I try to make it short.
The DB has got a very large table, about 60m rows, 11GB in size, 2.9GB index size.
Each day new data has to be merged into the table, I do that in 64MB batches which I bulk insert
into a temporary table and then merge into the large target table.
Each of those batches contains roughly half a million rows, of which some will be new to the db (resulting in an insert)
and some already exist (resulting in an update).
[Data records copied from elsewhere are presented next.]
Issue #14346, opened 2025-06-19
`NormalizationGain` ignores the `Track`/`Album` preference in Audio playback settings


nagisa:
### Description of the bug

As of recently the Jellyfin API has started including a `NormalizationGain` field in its responses about audio.

However this field appears to always return the value of `REPLAYGAIN_TRACK_GAIN` field, which the [implementation confirms](https://github.com/jellyfin/jellyfin/blob/cc7915c2e6a45cd0c040f8d38e0620594bb6a5a4/MediaBrowser.Providers/MediaInfo/AudioFileProber.cs#L348-L361), regardless of the setting in Playback section where a choice between track and album normalization can be made.

### Reproduction steps

1. Add a audio file with replay gain (different for track and album) tags to the library;
2. Go to settings and pick album normalization;
3. Make an `/Items/{id}` request for the audio file. 

### What is the current _bug_ behavior?

The `AudioNormalization` field unconditionally returns value for the track gain.

### What is the expected _correct_ behavior?

As there are options for both track and album normalization during playback, I'd expect this API field to somehow handle both types of normalization. Possibly by returning normalization values for all types of normalization supported so that clients can pick out the appropriate one, or by returning the value for the normalization type chosen in the settings.

### Jellyfin Server version

10.10.0+

### Specify version number

v10.10.7

### Specify the build version

Release

### Environment

```markdown
- OS: NixOS
- Linux Kernel: 6.12.26
- Virtualization: N/A
- Clients: Web, Tauon
- Browser: Firefox
- FFmpeg Version: 7.1.1
- Playback Method: N/A
- Hardware Acceleration: N/A
- GPU Model: N/A
- Plugins: N/A
- Reverse Proxy: Nginx
- Base URL: N/A
- Networking: N/A
- Jellyfin Data Storage: local SATA SSD
- Media Storage: local SATA SSD
- External Integrations: N/A
```

### Jellyfin logs

```shell
See Client/Browser logs
```

### FFmpeg logs

```shell
N/A
```

### Client / Browser logs

![Image](https://github.com/user-attachments/assets/8e79d5a8-27aa-4616-a7ea-e5272fc3f15a)

gnattu:
The album gain in the db is calculated by averaging all track gains currently.

nagisa:
That is a reasonable behaviour. Can this average be exposed in the API in some manner?

Another idea I had just now: maybe expose it as a NormalizationGain field on the `MusicAlbum` Item?

[...]

PR #14745, opened 2025-09-04
Add AlbumNormalizationGain field to BaseItemDto

HeroBrine1st:
**Changes**

This PR adds the `AlbumNormalizationGain` field to BaseItemDto which is inherited from music albums and available only on tracks with album:

```json
{
  "Name":"...",
  ...
  "NormalizationGain":-1.5,
  "AlbumNormalizationGain":-0.70000076
}
```

No new tests are written since there's no tests for existing track NormalizationGain. The change follows existing example and is tiny enough to be expected not to break.

**Issues**

Sorry I did that as a way to avoid waiting on a feature request (and there's nothing in contributing guidelines on doing feature requests). This does not fix anything in jellyfin itself but:

- #14346 can be fixed using this PR (that's actually jellyfin-web issue)
- Generally, any client wanting to use album gain must fetch album separately like we did at https://github.com/jmshrv/finamp/pull/1302 (and jellyfin-web does that too - see previous item). This allows for less round trips here

**Testing**

The tests were done manually with one caveat: I need to restart server before album normalization gain is returned to clients, both on rc5 and PR base with both this change applied and not (i.e. in total 4 test configurations). This means that `AlbumNormalizationGain` was not returned for tracks with this change applied as well as `NormalizationGain` was not returned for albums with or without this change applied before server restart. Note that I tested that on rootless docker and album count in library was 2, your mileage may wary.

To test, I simply looked at developer console (network tab) in browser while opening album or track.

Since there's no official packaging for jellyfin 10.11 provided, I used existing jellyfin-packaging repository and overridden dotnet version to 9.0:

<details>
<summary>Part of docker-compose.yml</summary>

```yaml
    build:
      context: ./jellyfin-packaging
      dockerfile: docker/Dockerfile
      args:
        DOTNET_ARCH: x64
        IMAGE_ARCH: amd64
        PACKAGE_ARCH: amd64
        QEMU_ARCH: x86_64
        TARGET_ARCH: amd64
        JELLYFIN_VERSION: "v10.11.0"
        CONFIG: Release
        DOTNET_VERSION: "9.0"
```

</details>

### DIFF
--- a/Emby.Server.Implementations/Dto/DtoService.cs
+++ b/Emby.Server.Implementations/Dto/DtoService.cs
@@ -1019,6 +1019,15 @@ namespace Emby.Server.Implementations.Dto
                 {
                     dto.AlbumId = albumParent.Id;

I do the operation above via a merge using 2 bigint indexes (which are the same in the temporary table as well the large target table).
The issue is simply that the time used for the merge statement to complete, grows as the db grows. and I mean not just
by a little bit, it grows ALOT.
Starting with an empty db, a merge as described above takes about 11seconds. Now with the size as described above, it takes
over 10 minutes(!). Im aware I cant keep insert times constant but this is a vast drop. I put the table already onto its own filegroup spanning
across 4 disks, no real difference.

I found out that it seems to be the inserts of new rows within the merge which cause the performance issue.
When I run the same batch twice, or any other batch which I know I have already processed before, it only takes about 2 minutes (as all records already exists
in the db and therefore only an update needs to be performed).
I also set the table to autogrow (by 10%) so it doesnt constantly grow in 1MB steps.
Recovery model is set to simple to keep the logfile small.
I also checked the query plan and no table scans are done, but the query plan looks very complex (for a fairly simple merge).
The most expensive items are those 3: "Table spool", "RID Lookup" and "Index Seek".
Its running on a failry beefy machine (3GHz, 8GB mem).

Am I doing something fundamentally wrong or do I have to simply accept that SQL becomes very slow at this size? (I rather believe its the former).
I mean adding 500k new rows to a 60m rows table shouldnt take 11 minutes, its only 60mb of data to add.

Any ideas?

I look forward to your responses
ZL

dataguru1971
Master Smack Fu Yak Hacker

1464 Posts

Posted - 2011-01-14 : 06:14:16

What is the structure of the table..is it very wide? are the inserts into the int column sequential? is there a clustered index ? Change autogrow from 10% to a fixed size, or allocate more space to the table. Autogrow takes I/O (but isn't the problem). Is the merge doing an update also ?

Poor planning on your part does not constitute an emergency on my part.

zerolan
Starting Member

3 Posts

Posted - 2011-01-14 : 06:45:28

Hey Dataguru, thx for the reply.

To your questions: the table has 10 columns,
bigint, int, datetime, datetime, varchar(1024), varchar(512), bigint
bigint, bigint, bigint.

2 of the bigints are indexed (individually) and used in the merge clause.
Prime key is ID but not really used. I tried to use the 2 bigints as a combined, clustered prime key, but it made no difference to performance so I thought its better to not use it as prime key to avoid to much page splitting going on. (correct me if Im wrong on this one).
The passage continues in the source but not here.